PR #1765, opened 2026-08-26
Add all six glow styles plus a live preview to Important Cast Glow

vcherneny:
## What does this PR do?

Important Cast Glow on enemy nameplates offered 2 styles. It now offers the
same 6 as Pandemic Glow (Pixel, Action Button, Auto-Cast Shine, GCD, Modern
WoW, Classic WoW), plus a live preview icon in the row so you can see the glow
while picking it.

`UpdateImportantCastGlow` hardcoded two engines behind an ad-hoc numbering
(1 and 4); it now renders through `Glows.StartGlow` like the pandemic glow
does. Pixel Glow output is unchanged. `NP_TO_SHARED_GLOW` moves next to
`PANDEMIC_GLOW_STYLES` so the aura containers and the cast glow share one copy.

Old saved value `4` meant Auto-Cast Shine but means GCD in the new numbering,
so `np_important_cast_glow_style_reindex_v1` re-points it to `3`. Nothing
changes for existing users.

## How was it tested?

Client 12.1.0.69497.

 Cycled all 6 styles on an enemy important cast; colour swatch
and the Pixel Glow cog settings update plate + preview live; "None" clears it.
Set Auto-Cast Shine on the old build, updated, confirmed it stayed.

Offline: verified the index translation by name against all three style tables;
ran the migration body against real SavedVariables (idempotent, no-ops on
profiles without the key).

 ## Screenshots

glow-ingame-2
 
glow-ingame-4

## Settings

https://github.com/user-attachments/assets/f4e5fb76-b1ad-4383-ac78-04246762b3b3

## Checklist

- [x] New settings default **OFF** — N/A, no new setting. `importantCastGlow`
      (true) and `importantCastGlowStyle` (1) are pre-existing defaults, untouched.
- [x] Zero cost while disabled — returns before building the overlay when off;
      preview only exists while the LoD options panel is open.
- [x] Cheap while enabled — no new events/hooks/timers; uses the existing shared
      Glows driver. The 3 FlipBook styles are C-side, cheaper than what was there.
- [x] No writes onto Blizzard-owned frames — EUI-owned overlay on the EUI cast bar.
- [ ] Tested in-game on live — no version gates or pre-Midnight APIs; tick after
      the in-game pass.

### DIFF
--- a/EllesmereUINameplates/EUI_Nameplates_AuraContainers.lua
+++ b/EllesmereUINameplates/EUI_Nameplates_AuraContainers.lua
@@ -289,9 +289,9 @@ function NPB.GroupGlow(idx)
     return magic == true, "magic"
 end
 
--- PANDEMIC_GLOW_STYLES index -> shared EllesmereUI.Glows.STYLES index (the
--- NP list has no Shape Glow, so the flipbook entries sit one lower there).
-local NP_TO_SHARED_GLOW = { 1, 2, 3, 5, 6, 7 }
+-- PANDEMIC_GLOW_STYLES index -> shared EllesmereUI.Glows.STYLES index. Defined
+-- beside PANDEMIC_GLOW_STYLES in EllesmereUINameplates.lua (loaded before us).
+local NP_TO_SHARED_GLOW = ns.NP_TO_SHARED_GLOW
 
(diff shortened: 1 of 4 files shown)


EllesmereGaming:
good work, thank you!

PR #1766, opened 2026-08-26
Fix Show All on Mouseover triggering from non-Mouseover bars

svart2521:
Bug: https://discord.com/channels/585577383847788554/1542132572916547635

Issue: With "Show All on Mouseover" enabled, hovering any action bar — even one set to Always visible — made all Mouseover-visibility bars appear. The tooltip promises this should only happen when hovering a bar that's itself set to Mouseover.

Root cause: AttachHoverHooks wires the hover-fade handler onto every action bar unconditionally, regardless of that bar's own visibility setting. So FadeIn's "show all" broadcast fired on mouseoverShowAll alone, with no check on whether the bar actually being hovered was a Mouseover bar.

Fix: FadeIn now only broadcasts to the other bars when the entered bar itself has mouseoverEnabled set — matching the setting's documented behavior.


EllesmereGaming:
BOOM UR ON FIRE

PR #1780, opened 2026-08-27
Add gold amount abbreviation option to Databars

Barbiero:
## Summary
- Adds an "Abbreviate Amount" toggle to the Databars Gold block, showing large balances with K/M suffixes (e.g. `284,208g` → `284.2Kg`) instead of the fully grouped number. The gold tooltip breakdown (session earned/spent, per-character list, warbank, total) always keeps full precision regardless of this setting.
- CJK clients (zhCN/zhTW/koKR) group by 万/萬/만 instead of K/M, matching how the client's own number formatting reads for those locales. There's no "B"/亿 tier since the gold cap (99,999,999) never reaches it.

The CJK abbreviation table/config-building approach is copied from the existing pattern in `EllesmereUIDamageMeters/EllesmereUIDamageMeters.lua` (`BuildAbbrevOpts`/`RebuildAbbrevCfg`/`AbbrevNumber`, around line 960 onward), reused here in a simplified, gold-specific form so both modules format abbreviated numbers consistently.

## Test plan
- [x] In-game: toggle "Abbreviate Amount" on the Gold block and confirm the bar shows `284.2Kg`-style text while hovering still shows the exact amount.
- [x] Confirm the gold tooltip (session/characters/warbank/total) still shows full precision with the toggle on.
- [x] Confirm vertical bar layout (side bar) also abbreviates correctly.
- [x] Switch client locale to a CJK locale (or `/console locale koKR`-style test) and confirm 万/萬/만 grouping appears instead of K/M.

### DIFF
--- a/EllesmereUIDataBars/EllesmereUIDataBars.lua
+++ b/EllesmereUIDataBars/EllesmereUIDataBars.lua
@@ -221,7 +221,7 @@ ns.BLOCK_DEFAULTS = {
     -- which the options page pulses about.
     location   = { showIcon = true, showSubZone = true },
     coords     = { showIcon = true, precision = 0, hideInInstance = true },
-    gold       = { showIcons = true, showBagSpace = false, showSmall = false, coinIcons = false, abbreviate = false },
+    gold       = { showIcons = true, showBagSpace = false, showSmall = false, coinIcons = false, abbreviate = false, forceEnglishUnits = false },
     durability = { showIcon = true },
     combat     = { onlyInCombat = false },
     xprep      = { mode = "auto" },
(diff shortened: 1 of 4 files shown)


Barbiero:
question for @EllesmereGaming if you end up accepting this PR: should we centralize locale-specific number formating(CJK formatting) somewhere instead of having duplicate code between gold databars and damage meters?

Should this option be applicable to bags as well? (I don't really use the bag module so I'm not sure if it'd be desirable)

EllesmereGaming:
merged ty! I could see that being useful but for now I think we just leave it as is and see if there's any desire for that in bags as well. somewhat low priority for me currently

PR #1797, opened 2026-08-27
Fix: Range Check for Whirlwind on Twin Fangs

### LINKED ISSUE #1796: Fury Warrior: Improved Whirlwind stack tracker never awards stacks on large-hitbox bosses (Twin Fangs)
Version: 9.0.7
Spec: Fury Warrior, Improved Whirlwind (12950) talented

The Improved Whirlwind stack tracker (Fury Warrior class resource) sits permanently at 0 on certain raid bosses. The affected bosses all share one trait: an oversized model. Twin Fangs in The Venomous Abyss is the clearest case; a handful of last-tier bosses show it too.

```EllesmereUI.lua:4749``` the InReach helper inside the Improved Whirlwind block gates every stack award on:

```return CheckInteractDistance(u, 2) or (wide and CheckInteractDistance(u, 1)) or false```

CheckInteractDistance measures centre-to-centre distance and does not account for the target's combat reach. Melee range is 5 yd + attacker reach + target reach. On a normal-sized mob the two roughly agree, so the probe works. On a boss with a huge model the player stands in melee while the unit's centre is 15–25 yd away — well past the ~9.9 yd that index 2 bottoms out at.

Consequence: EnemyInStrikeRange (:4755) returns false for every Whirlwind cast, so stacks is never set to MAX. The nameplate fallback loop uses the same InReach, so it fails identically, and the deferred PLAYER_STOPPED_MOVING re-probe just re-runs the same failing check. The bar reads 0 for the entire fight.

The Arms Sweeping Strikes tracker in the same file hit this exact wall and was already migrated away from CheckInteractDistance in [#882](https://github.com/EllesmereGaming/EllesmereUI/pull/882) ("melee-range cleave gauge"). Its InReach at :5000 uses a hitbox-scaled C_Spell.IsSpellInRange probe on Mortal Strike, and the comment at :4995 explicitly notes that CheckInteractDistance bottoms out at ~9.9 yd. The Whirlwind block never received the same treatment.

bjth:
## What does this PR do?

Improved Whirlwind for Fury. The built in tracker works for large bosses like Twin Fangs.

## How was it tested?

Local build. LFR Twin Fangs. Random Delve to make sure normal tracking works.

## Checklist

- [ N/A ] New settings default **OFF** (no behavior change without opt-in)
- [ N/A ] Zero cost while disabled: no events registered, no polling, no hooks doing work, no frames built
- [ N/A] Cheap while enabled: event-driven (no polling, no timer-based logic, no per-frame allocations)
- [ N/A] No writes onto Blizzard-owned frames (weak-table pattern used); `HookScript`/`hooksecurefunc` only, never `SetScript` on Blizzard frames
- [ Yes] Tested in-game on live; no version gates or pre-Midnight APIs added

Fixes #1796

### DIFF
--- a/EllesmereUI.lua
+++ b/EllesmereUI.lua
@@ -4740,8 +4740,7 @@ do
 
     -- Improved Whirlwind grants stacks only when the swing connects, but
     -- UNIT_SPELLCAST_SUCCEEDED fires on a whiff too: gate the award on an attackable
-    -- living enemy inside the strike radius. Whirlwind is a ~8 yd self-AoE; the index-2
-    -- probe (~11 yd) is slightly generous and resolves on hostile nameplates; Thunder
+    -- living enemy inside the strike radius. Whirlwind is a ~8 yd self-AoE; Thunder
     -- Clap/Blast reach farther with Crackling Thunder. Resolved synchronously at cast
     -- time so a combat-ending kill still counts; with no hostile target it relies on
     -- enemy nameplates showing. InReach is block-scoped (no upvalues) so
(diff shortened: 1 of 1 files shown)


EllesmereGaming:
sweeping strikes and whirlwind bar logic has been fully reworked in upcoming patch (9.0.9) to use the aura as the source of truth resulting in 100% accuracy and better performance! fix is much appreciated though would've happily merged if I hadn't already been reworking this

PR #1817, opened 2026-08-29
feat(cdm): add per-buff stack glow thresholds

0x963D:
## What does this PR do?

Adds an opt-in per-buff `Glow at Stacks` threshold under the existing Charge/Stack Text settings. When a threshold of 2 or higher is configured, the selected Buff Glow starts at that stack count; `0`, `1`, or an unset value keeps the existing behavior.

The threshold path is safe for Midnight secret stack values: a one-unit `StatusBar` range performs the comparison in the UI engine and clips an addon-owned glow wrapper. It reuses the existing native glow implementation so Auto-Cast Shine, Pixel Glow, Shape Glow, and the other styles retain their normal size and settings.

No frame, event, timer, or hook is added while the option is disabled. Enabled icons reuse the existing dirty-gated buff update path.

## How was it tested?

- Live Retail / Midnight 12.1 with Soul Fragments (spell 1245577), Auto-Cast Shine, and a 4-stack threshold.
- Verified the opt-in setting, below/above-threshold behavior, glow-style changes, and reload persistence in game.
- Parsed all three changed files as Lua 5.1 with `luaparse`.
- Ran `git diff --check`, an ASCII-only scan, and `.tools/extract-locale-keys.sh` (765 keys, no generated diff).

## Screenshots

Before (ordinary buff tracking, no threshold glow):

Before: Soul Fragments without a threshold glow

Opt-in setting:

Glow at Stacks input under Charge/Stack Text

After (Auto-Cast Shine active above the configured threshold):

Soul Fragments with Auto-Cast Shine at seven stacks

## Checklist

- [x] Cheap while enabled: reuses the existing dirty-gated buff update path; no new polling, timer, or per-frame allocation path
- [x] No writes onto Blizzard-owned frames (external weak-table state; `HookScript` only)

### DIFF
--- a/EllesmereUICooldownManager/EllesmereUICdmHooks.lua
+++ b/EllesmereUICooldownManager/EllesmereUICdmHooks.lua
@@ -38,6 +38,132 @@ ns._spellOrderDirty = true  -- start dirty so first reanchor builds caches
 local hookFrameData = setmetatable({}, { __mode = "k" })
 ns._hookFrameData = hookFrameData
 
+-- Stack counts may be secret in restricted combat. A one-unit StatusBar range
+-- performs the threshold comparison in C; its fill clips the glow at the edge.
+-- Frames are created only for icons with an enabled per-spell threshold.
+local function StackGlowSize(icon)
+    local width, height = icon:GetWidth(), icon:GetHeight()
+    if not width or width < 5 then width = 36 end
+    if not height or height < 5 then height = width end
+    return width, height
+end
+
+local function StartStackGlow(st, width, height)
+    local opts = {
+        owner = st.icon, width = width, height = height,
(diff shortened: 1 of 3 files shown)


EllesmereGaming:
can you type /euidev and then tell me if this works while in combat?

EllesmereGaming:
nvm did my own testing and it's working! only issue is that this will put the file over 200 locals so I can't merge as is, will apply the fixes locally and it'll be live with next patch thank you!!

0x963D:
> nvm did my own testing and it's working! only issue is that this will put the file over 200 locals so I can't merge as is, will apply the fixes locally and it'll be live with next patch thank you!!

Thanks for testing it and for including it in the next patch! 
Sorry about the extra work, I'll make sure to test with /euidev going forward.

PR #1823, opened 2026-08-29
refactor(core): centralize number abbreviation into EllesmereUI_NumberFormat

Barbiero:
## Summary
- Moves the duplicated CJK/K-M-B breakpoint tables and AbbreviateNumbers plumbing out of DamageMeters and DataBars into a single shared EllesmereUI_NumberFormat.lua
- Each CJK locale file (zhCN, zhTW, koKR) registers its own abbreviation algorithm, so it ships inside that locale's load-on-demand file and never loads for English clients
- Options pages now query whether the current locale has its own abbreviation algorithm instead of hardcoding the zhCN/zhTW/koKR list
- The hot AbbreviateNumber() call path caches its resolved config instead of rebuilding it on every call

## Test plan
- Rebased onto latest main and resolved the resulting conflicts: DataBars' gold abbreviation now delegates fully to the shared engine, and its Force English Units option keeps the already-translated "(K/M/B)" wording while switching to the new generic locale-capability check
- This is a straight code-movement refactor with no intended behavior change
- Tested in-game: I've been using this branch for a while even before v9.0.8 released

## Caveat about API

`CreateAbbreviateConfig` and `AbbreviateNumbers` are supported on all modern clients by default, so I opted to drop the usual "does this api exist"(eg. `AbbreviateNumbers and AbbreviateNumbers()`) because having a fallback for "this api does not exist" ended up being just a bunch of dead code. I don't believe these functions will be removed anytime soon, so checking for their existence and having a fallback *just in case* made the code more complex than it needed to be.

### DIFF
--- a/EllesmereUI.toc
+++ b/EllesmereUI.toc
@@ -27,6 +27,10 @@ EllesmereUI_Lite.lua
 # loaded by the engine at ADDON_LOADED for non-English locales only.
 EllesmereUI_Locale.lua
 
+# Central number-abbreviation engine (K/M/B, or a locale's own algorithm --
+# e.g. CJK 万/亿 grouping -- registered from EllesmereUILocales/<code>.lua).
+EllesmereUI_NumberFormat.lua
+
 # One-time data migration (runs before child addons init)
 EllesmereUI_Migration.lua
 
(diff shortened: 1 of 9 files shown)


Barbiero:
continuing from #1780 :)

○ ○ ○ ○ ○ ○ ○

### [Task prompt]
Return the count of lines in the entries above that include the word "hostile", without any added text.

### [Answer for the task]
2